At the tail end of the late Sixties, a generation was in the streets protesting the war in Vietnam. My sense of the world was of one in turmoil, but one with tremendous idealism. The two important visions of the time, John F. Kennedy's "Ask not what your country can do for you, but what you can do for your country" and Dr. Martin Luther King, Jr.'s "We are all created equal" were central themes in the way we were raised.
The "McClellan Street" project happened at this formative time of our lives when Peter and I were seventeen years old. We are twins and followed an older brother and sister in a family who sat at the dinner table every night, with our parents and our paternal grandmother and great aunt who lived across the street. While growing up in Fort Wayne, Indiana, an industrial city in the heart of America, our family was actively engaged in discussion of the national and world affairs of our time.
Tenacity is a quality that Peter and I embraced early. At first, this manifested itself in sports. We were actually pretty good football players and dreamed of playing pro one day. It was football, or to be more precise, a knee injury, that put Peter in the hospital our junior year in high school, at which time my parents gave him a camera. Peter began using the camera after school, to explore life in the inner city of Fort Wayne. Like most things at that time of our lives, as a twin, I followed suit.
The tenacity we had shown in football transformed almost overnight into complete enthusiasm for photography. I think what struck us immediately with the camera was that so much in the world seemed to not make sense. While having been taught that we are all created equal, our city's neighborhoods were mostly racially and economically divided, with the working-class poor living mostly in the inner city, and the mostly white, middle and upper classes living on the suburban edge of town.

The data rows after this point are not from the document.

PR #1354, opened 2022-09-29
collatz-conjecture: test invalid positive values

gabo-cs:
From a mentoring discussion with @kotp :

> The tests that exist are not enforcing that we use only valid numbers, it only touches on zero and negative numbers, but it is not inclusive of the numbers that are not valid.

### DIFF
--- a/exercises/practice/collatz-conjecture/collatz_conjecture_test.rb
+++ b/exercises/practice/collatz-conjecture/collatz_conjecture_test.rb
@@ -36,7 +36,7 @@ class CollatzConjectureTest < Minitest::Test
       CollatzConjecture.steps(-15)
     end
   end
-  
+
   def test_positive_value_but_less_than_one_is_an_error
     skip
     assert_raises(ArgumentError) do
--- a/exercises/practice/collatz-conjecture/collatz_conjecture_test.rb
+++ b/exercises/practice/collatz-conjecture/collatz_conjecture_test.rb
@@ -36,4 +36,11 @@ class CollatzConjectureTest < Minitest::Test
       CollatzConjecture.steps(-15)
     end
   end
+  
+  def test_positive_value_but_less_than_one_is_an_error
+    skip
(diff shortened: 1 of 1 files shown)


gabo-cs:
Sorry about the extra commit, I guess we could _Squash and Merge_ should this be approved.

kotp:
Check https://github.com/exercism/problem-specifications and see if this should be added there, since what is here often comes from the community exercises.

gabo-cs:
> Check https://github.com/exercism/problem-specifications and see if this should be added there, since what is here often comes from the community exercises.

I don't see a tests section there, where should I look exactly?

kotp:
I think the first thing to do on Problem Specifications is to open an issue (if the exercise exists there) and ask if this is generally something that the tracks want.  So that should happen before a pull request would happen there, to find out if it is valuable for more than just Ruby.

gabo-cs:
> I think the first thing to do on Problem Specifications is to open an issue (if the exercise exists there) and ask if this is generally something that the tracks want. So that should happen before a pull request would happen there, to find out if it is valuable for more than just Ruby.

Got it! Opened an [issue](https://github.com/exercism/problem-specifications/issues/2103)! Should I close this PR?

kotp:
I converted it to draft in case it is adopted in general.

Once that is determined, then whatever needs to happen here can happen.

gabo-cs:
> I converted it to draft in case it is adopted in general.
> 
> Once that is determined, then whatever needs to happen here can happen.

Thanks!

kytrinyx:
Thanks for raising the question, @gabo-cs.

The collatz conjecture is about integers, so I don't think that a proposal to add a test case for a float will be accepted in problem-specifications.

As such, my preference would be to close this PR.

kytrinyx:
Since I've not heard anything further in the past three weeks, I'm going to close this, per the comment above.

Thanks for taking the time to raise your concern.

I think that through photography we realized we had the ability to document what is equal--dignity, the human spirit--which has nothing to do with race, religion, ethnicity, or economic status. The camera gave us a voice with which to scream, an outlet for our creativity, and a window into a world filled with possibility and adventure.
What I remember most is the bond that I felt with Peter. We shared in the joy and quiet confidence of trying to avail ourselves to the people on this street, to make the statement that they were important. We spent months photographing on McClellan Street, and equally endless nights in our basement darkroom to make beautiful prints of our work.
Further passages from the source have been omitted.